Two basic questions here:
If I want to serve SSL content from 3 different servers (A, B, C) through a reverse proxy (P), where does the SSL magic happen?
I'm guessing that each server will be responsible for handling the SSL stuff and X just routes the bits, but I'm not sure. Presumably in this case, I would use the same cert signed for X on each machine A, B, C. Or does X do all the SSL stuff by itself?
Second, what's the best webserver to use for the reverse proxy on Windows Server 2008? IIS, Apache, etc. Extra credit if you have a good example of setting one up with your recommendation.
Thanks for your help!
I assume by "Reverse Proxy" you mean an Apahce server acting as a Proxy vs. DNAT (Destination NAT). In this case, your clients see your servers (A,B,C) with internal IPs (IA,IB,IC) as external or public IP devices (XA, XB, XC).

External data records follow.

Issue #7996, opened 2019-07-29
yearRange is not set


marcusklein:
**I'm submitting a ...**  (check one with "x")
```
[x ] bug report => Search github for a similar issue or PR before submitting
[ ] feature request => Please check if request is not on the roadmap already https://github.com/primefaces/primeng/wiki/Roadmap
[ ] support request => Please do not submit support request here, instead see http://forum.primefaces.org/viewforum.php?f=35
```

**Plunkr Case (Bug Reports)**
https://stackblitz.com/edit/github-mwq3km

**Current behavior**
The `yearRange` variable is not set.
When setting the `yearRange`, the setter method only sets the options, but doesn't update the component's `_yearRange` for the getter to access.
e.g. `console.log(this.cal.yearRange) // always undefined`

**Expected behavior**
When set, `yearRange` should be accessible from the component's API. 

* **PrimeNG version:** 8.0.2

* **Browser:** [all]
 
* **Language:** [all]

yigitfindikli:
fixed in https://github.com/primefaces/primeng/commit/6738b4b633c06693e7c7b1dba2a77172f1a7455b

mertsincan:
Refactor on PR. 

Thanks, @marcusklein! Best Regards,

PR #7997, opened 2019-07-29
set private yearRange in setter method

marcusklein:
###Defect Fixes
https://github.com/primefaces/primeng/issues/7996


yigitfindikli:
Thanks for contributing.

PR #8016, opened 2019-08-03
Fixed #7273: p-calendar does not use dateFormat from locale although …

### LINKED ISSUE #7273: p-calendar does not use dateFormat from locale although the docs imply it
the docs suggest that you can provide the dateFormat as part of the locale.
```typescript
export class MyModel {

    en: any;

    ngOnInit() {
        this.en = {
            firstDayOfWeek: 0,
            dayNames: ["Sunday", "Monday", "Tuesday", "Wednesday", "Thursday", "Friday", "Saturday"],
            dayNamesShort: ["Sun", "Mon", "Tue", "Wed", "Thu", "Fri", "Sat"],
            dayNamesMin: ["Su","Mo","Tu","We","Th","Fr","Sa"],
            monthNames: [ "January","February","March","April","May","June","July","August","September","October","November","December" ],
            monthNamesShort: [ "Jan", "Feb", "Mar", "Apr", "May", "Jun","Jul", "Aug", "Sep", "Oct", "Nov", "Dec" ],
            today: 'Today',
            clear: 'Clear',
            dateFormat: 'mm/dd/yy'
        };
    }
}
```

However p-calendar uses a defined interface of localeSettings that doesn't include dateFormat. Instead it only uses the dateFormat from the direct input.

```typescript
export interface LocaleSettings {
    firstDayOfWeek?: number;
    dayNames: string[];
    dayNamesShort: string[];
    dayNamesMin: string[];
    monthNames: string[];
    monthNamesShort: string[];
    today: string;
    clear: string;
}
```

Either remove dateFormat from the docs and explicitly state that the dateFormat needs to be provided seperately or use the dateFormat from the LocaleSettings.

I personally would prefer the second option.

ryvo:


cagataycivici:
Please see

https://github.com/primefaces/primeng/issues/7273

aeb-sia:
We need this fix. We current implementation makes sure the dateFormat from the locale is not used unless dateFormat is set to a falthy value. It should default to the locale

PR #8038, opened 2019-08-08
Add missing attributes

MikeMnD:
The id and automationId properties from the menuItem are missing from the template as attr.id and attr.automationId

###Defect Fixes

###Feature Requests


yigitfindikli:
Hi,
Added manually because there is conflicts with branch.
Thanks for contributing.
Best Regards.

PR #8041, opened 2019-08-09
Fix #7811: DynamicDialog - draggable?

### LINKED ISSUE #7811: Draggable and Resizable DynamicDialog
Is there a property that can be set to allow the dynamic dialog to be draggable in the same way the dialog is draggable ?

lsamalea:
###Defect Fixes
Fixing issue #7811

###Feature Requests


cagataycivici:

Issue #8046, opened 2019-08-10
Table cell editor not switching correctly from input to output with OnPush


sdoubey:
```
[x] bug report => Search github for a similar issue or PR before submitting
[ ] feature request => Please check if request is not on the roadmap already https://github.com/primefaces/primeng/wiki/Roadmap
[ ] support request => Please do not submit support request here, instead see http://forum.primefaces.org/viewforum.php?f=35
```

**Stackblitz exemple**
Here is demo of this issue.

https://stackblitz.com/edit/github-ictgok

**Current behavior**
When a component containing a table is using OnPush the edition mode is not correctly left when we click outside the table. MarkForCheck is missing.

**Expected behavior**
Hide input layout and show output layout when user click outside

**Minimal reproduction of the problem with instructions**
https://stackblitz.com/edit/github-ictgok

**Please tell us about your environment:**

* **Angular version:** 8

* **PrimeNG version:** 8.0.2

* **Browser:** all
 
* **Language:** TS

cagataycivici:
Unable to replicate with PrimeNG 9, if the issue persists please create a new ticket with a test case reproducing the issue e.g. stackblitz or a github repo and it will be reviewed by our team once again.

PR #8047, opened 2019-08-10
#8046 Table cell editor not switching correctly with OnPush

sdoubey:
### Code fix
For #8046  - Table cell editor not switching correctly from input to output with OnPush


cagataycivici:
Thanks.

PR #8050, opened 2019-08-12
Fixed  #4370: Add supporting HTML tags in menu label item.

### LINKED ISSUE #4370: Html support for Menu Components
```
```

**Plunkr Case (Bug Reports)**
http://plnkr.co/edit/t4IjvgHqKPFzpdGBVhL6?p=preview

**Current behavior**
MenuItem current accepts a _label_ property containing the text for the item, which is added to the component via interpolation. This means that an HTML formatted label is not possible. Any HTML in the property will be displayed in its original markup.

**Expected behavior**
_label_ should allow HTML content, or a new option (htmlLabel perhaps?) could be used in an innerHTML binding on the LI element

Many menus have some degree of formatting of the item - whether for simple styling, or, in my case, adding a "open in new tab" icon

Windows 7, VS2017, Node

* **Angular version:** 4.2.3

* **PrimeNG version:** 4.1.3

* **Browser:** all 
 
* **Language:** all

* **Node (for AoT issues):** `node --version` =   6.11.4

iarudakov30:
This PR is to close the issue 4370. Let's add possibility to use html tags in the menu item label, to add icons, counter etc. 

The issue https://github.com/primefaces/primeng/issues/4370


jmpeltier:
I vote to merge the Pull Request that was submitted for this open issue.

cagataycivici:
We should use escape property or provide templating instead. That would be safer.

If, on the other hand, you want to represent your (IA, IB,IC) devices as a single external IP (XIP) then you will need to use SSL Certificates that incorporate multiple subject alternate names. In fact, if you have only one public IP and you want multiple SSL sites against that one public IP, you will need to use a cert with multiple subject alternate names regardless of the reverse proxy going on. The attribute is called "SubjAltName" in X.500 land.
This link may help you: http://www.wlug.org.nz/ApacheReverseProxy
You really can't DNAT HTTPS connections unless your DNAT knows how to handle SSL Certs - you're basically creating a MITM (man-in-the-middle) process; one of the very things SSL tries to protect against.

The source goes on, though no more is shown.